Gets heavy with a 25 round drum mag


----------



## kingfish501 (Oct 7, 2007)

Standard with them is a 5 round mag. Most have 10 mags that can be bought.

Never trust your life to a drum.


----------



## SurfRidr (Apr 24, 2012)

> Never trust your life to a drum.


True 'dat.


----------



## murfpcola (Aug 28, 2012)

My understanding is that with box magazine fed shotguns, the shells can flatten out slightly over time causing malfunctions. This supposedly is if left loaded for extended amounts of time. I figure some shells are more likely to flatten than others. I also have zero experience with them.


----------



## John B. (Oct 2, 2007)

Hard pass unless you just want a range toy. 

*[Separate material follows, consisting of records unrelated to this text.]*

PR #1503, opened 2019-12-13
PR to figure out why testing did not uncover issues with the JobStatus class PR

hategan:
! Do not merge !
Also, delete both branches after we figured this out.

A PR was merged which updated everything to use the JobStatus class. Except "everything" did not include the local provider. This was caught after the merge, so this PR tries to reconstruct the environment of that PR so that we can figure out how this slipped through the automated tests.

### DIFF
--- a/parsl/dataflow/strategy.py
+++ b/parsl/dataflow/strategy.py
@@ -3,7 +3,7 @@ import time
 import math
 
 from parsl.executors import IPyParallelExecutor, HighThroughputExecutor, ExtremeScaleExecutor
-
+from parsl.providers.provider_base import JobState
 
 logger = logging.getLogger(__name__)
 
@@ -189,8 +189,8 @@ class Strategy(object):
             nodes_per_block = executor.provider.nodes_per_block
             parallelism = executor.provider.parallelism
 
-            running = sum([1 for x in status if x == 'RUNNING'])
-            pending = sum([1 for x in status if x == 'PENDING'])
+            running = sum([1 for x in status if x.state == JobState.RUNNING])
+            pending = sum([1 for x in status if x.state == JobState.PENDING])
             active_blocks = running + pending
             active_slots = active_blocks * tasks_per_node * nodes_per_block
 
--- a/parsl/executors/high_throughput/executor.py
+++ b/parsl/executors/high_throughput/executor.py
@@ -16,7 +16,7 @@ from parsl.executors.high_throughput import zmq_pipes
 from parsl.executors.high_throughput import interchange
 from parsl.executors.errors import BadMessage, ScalingFailed, DeserializationError
 from parsl.executors.base import ParslExecutor
-from parsl.providers.provider_base import ExecutionProvider
+from parsl.providers.provider_base import ExecutionProvider, JobStatus
 from parsl.data_provider.staging import Staging
 from parsl.addresses import get_all_addresses
 
@@ -611,7 +611,7 @@ class HighThroughputExecutor(ParslExecutor, RepresentationMixin):
 
         return r
 
-    def status(self):
+    def status(self) -> List[JobStatus]:
         """Return status of all blocks."""
 
         status = self.provider.status(list(self.blocks.values()))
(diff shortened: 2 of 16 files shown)


hategan:
So nothing in the tests seems to detect this. I would have expected that strategy.py line 192 would have failed because str doesn't have a .state attribute, but that line is either not exercised by any of the tests in conjunction with the local provider, or the failure is not reported.

yadudoc:
@hategan change from PR to draft so that it can't be merged ?

hategan:
> @hategan change from PR to draft so that it can't be merged ?

Can you do that without creating a new PR?

In any event, this would merge into an unused branch, not into master.

hategan:
Ok, looks like an exception is thrown by _strategy_simple, but it is caught in flow_control.make_callback, logged and otherwise ignored.

I would, again, suggest that critical errors in core components should cause everything to fail immediately or that, in the least, they do so when the tests are being run. I understand that there's some opposition to this because it could cause wasted CPU-hours.

I'll use a metaphor to justify the suggested behavior. We have a hotel in a skyscraper. If the TV in a room stops working, the appropriate action is to respond with a localized solution: fix the TV problem in that room. We would not want to kick the guest out of the room. Now, say that a structural problem with the building is detected. The appropriate solution would be to close down the hotel and immediately kick everybody out until it can be asserted that the building is safe. Sure, money will be lost, but significantly more money will be lost if the building collapses with everybody in it.

It's not quite like that in our case, but close. Stable code that users use should have a minimal amount of structural problems. If that isn't true, then it shouldn't be called "stable". However, in order for it to have a minimal amount of structural problems, we must take an active role in ensuring that this is the case by, e.g., seeking and detecting such problems. Tests are a way to do that *if* they accurately convey the existence of problems. In this case, they didn't. We seem to have two options here (and then a middle ground which is probably a slippery slope to one or the other of the two):

- ensure that serious problems are reported early and forcefully; this is equivalent to kicking everybody out of the building if the building is unstable. Unless we expect to have users frequently use an unstable core, this should have little impact on users. In other words, we should avoid opening hotels in unstable buildings and, if we are good at doing early inspections and sound structure, that should minimize the risk that we'll ever have to close a hotel due to structural problems with the building. Of course, we cannot guarantee that all problems will always be caught before the code reaches users, so some limited damage is possible, but I would argue that the alternative is far worse.

- continue hiding things but keep user jobs running as far as possible; this is the equivalent of keeping all guests in the hotel until it collapses, and even after, if not all rooms are fully affected. In a sense, this is almost like not having type checking because "even if the code is incorrect, it may still make progress beyond what a typechecked program would". There are a number of problems with this:
   * it may be difficult for a user to recover a consistent result out of a partial workflow, even if we run as much as we can; my personal preference when working on anything that I would want to later publish is that I would rather lose some CPU hours if it helps ensure the integrity of the scientific result
   * it seems to be very costly for us in terms of development. We must spend nontrivial effort on issues that could otherwise be checked quickly and automatically. 
   * it has hidden costs that we are not quantifying. In concurrent software, hiding errors often leads to a lack of progress. It's a fundamental problem in distributed and concurrent systems that (without sufficient access to low-level details) a process that will never complete is indistinguishable from a process that is taking an arbitrarily long time. The way we deal with this is to impose timeouts. But, from a user's perspective, deciding when something has timed-out, requires a lot of effort, such as logging into the remote system and looking at the queue, inspecting logs, etc. The user may very well prefer wasting some CPU hours to their own time (for reference, converted to dollars, CPU time is way cheaper than human-time). Furthermore, structural problems can also cause their own wasted CPU time. If scaling down of workers fails (which would if something were to happen to the strategy), CPU time will be wasted.

benclifford:
I'm fine with there being a more formal parsl-is-broken state/behaviour.

I'm also fine with the test suite failing if there are unexpected ERROR logs.

yadudoc:
This could be left on a branch instead of being a PR. Plus this is most likely stale at this point. 
What do you think @hategan, @benclifford ?

hategan:
@yadudoc see the very first comment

Sent from my SM-G981V using Tapatalk


----------



## stevenattsu (Apr 24, 2009)

I bought it more as a novelty but its fun to shoot. I think all of them are made in Turkey and several generations have been made and improved on. Ive run several 10 round mags through it and haven't had any jamming issues


----------



## huntnflorida (May 24, 2008)

I got plenty of auto loader shotguns in the safe. I wouldn’t turn one down if given to me.


----------



## JoeyWelch (Sep 25, 2009)

stevenattsu said:


> Gets heavy with a 25 round drum mag
> View attachment 1077936


Thats what I need . I can’t see worth a crap.


----------



## John B. (Oct 2, 2007)

stevenattsu said:


> I bought it more as a novelty but its fun to shoot. I think all of them are made in Turkey and several generations have been made and improved on. Ive run several 10 round mags through it and haven't had any jamming issues


That's how I look at them. 
If you want one that runs. Buy a Benelli with the extendo-toooob

Sent from my SM-G981V using Tapatalk


----------